[Dataset entries]
•••
PR #86, opened 2022-10-12
Fixed mutable default argument problem

### LINKED ISSUE #85: Possible reuse of dict arg in ``check_dict_leaves()``
https://github.com/ImperialCollegeLondon/virtual_rainforest/blob/9a406d77ae25554d6317e6986373d457161a9c31/virtual_rainforest/core/config.py#L98

I think you may have fallen foul of this common Python gotcha: https://docs.python-guide.org/writing/gotchas/#mutable-default-arguments

In Python, if you define a default arg as an empty list then append to it, the next time you call that function the default arg itself will have been modified. It's an extremely odd behaviour and a common trap.

Might be worth checking to see if this mistake has been made elsewhere.

jacobcook1995:
# Description

This fixes the problem pointed out by Alex where I had used a mutable default argument, which is apparently a common python gotcha. I fixed it using the approach laid out [here](https://docs.python-guide.org/writing/gotchas/#mutable-default-arguments). I've fixed this bug in the place Alex pointed out, and checked to see if I had made the same mistake elsewhere (I luckily hadn't).

Fixes #85

## Type of change

## Key checklist

## Further checks

### DIFF
--- a/virtual_rainforest/core/config.py
+++ b/virtual_rainforest/core/config.py
@@ -76,7 +76,7 @@ COMPLETE_CONFIG: dict = {}
 
 
 def check_dict_leaves(
-    d1: dict, d2: dict, conflicts: list = [], path: list = []
+    d1: dict, d2: dict, conflicts: list = None, path: list = None
 ) -> list:
     """Recursively checks if leaves are repeated between two nested dictionaries.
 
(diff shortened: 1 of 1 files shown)


davidorme:
I'm puzzled here that `mypy` doesn't insist on `Optional[list]` here?

alexdewar (approved):
LGTM!

alexdewar:
@davidorme That's a good spot! I think you're right, ``strict_optional = true`` is a more sensible setting -- otherwise any value can be implicitly `None`, which really isn't good from a type-checking perspective. It's handy to have the types annotated ``Optional`` as appropriate and helps ``mypy`` give better linting.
•••
#### PROBLEM STATEMENT
Look above for every line with the word "been" and copy it.

#### EXERCISE RESPONSE
In Python, if you define a default arg as an empty list then append to it, the next time you call that function the default arg itself will have been modified. It's an extremely odd behaviour and a common trap.
Might be worth checking to see if this mistake has been made elsewhere.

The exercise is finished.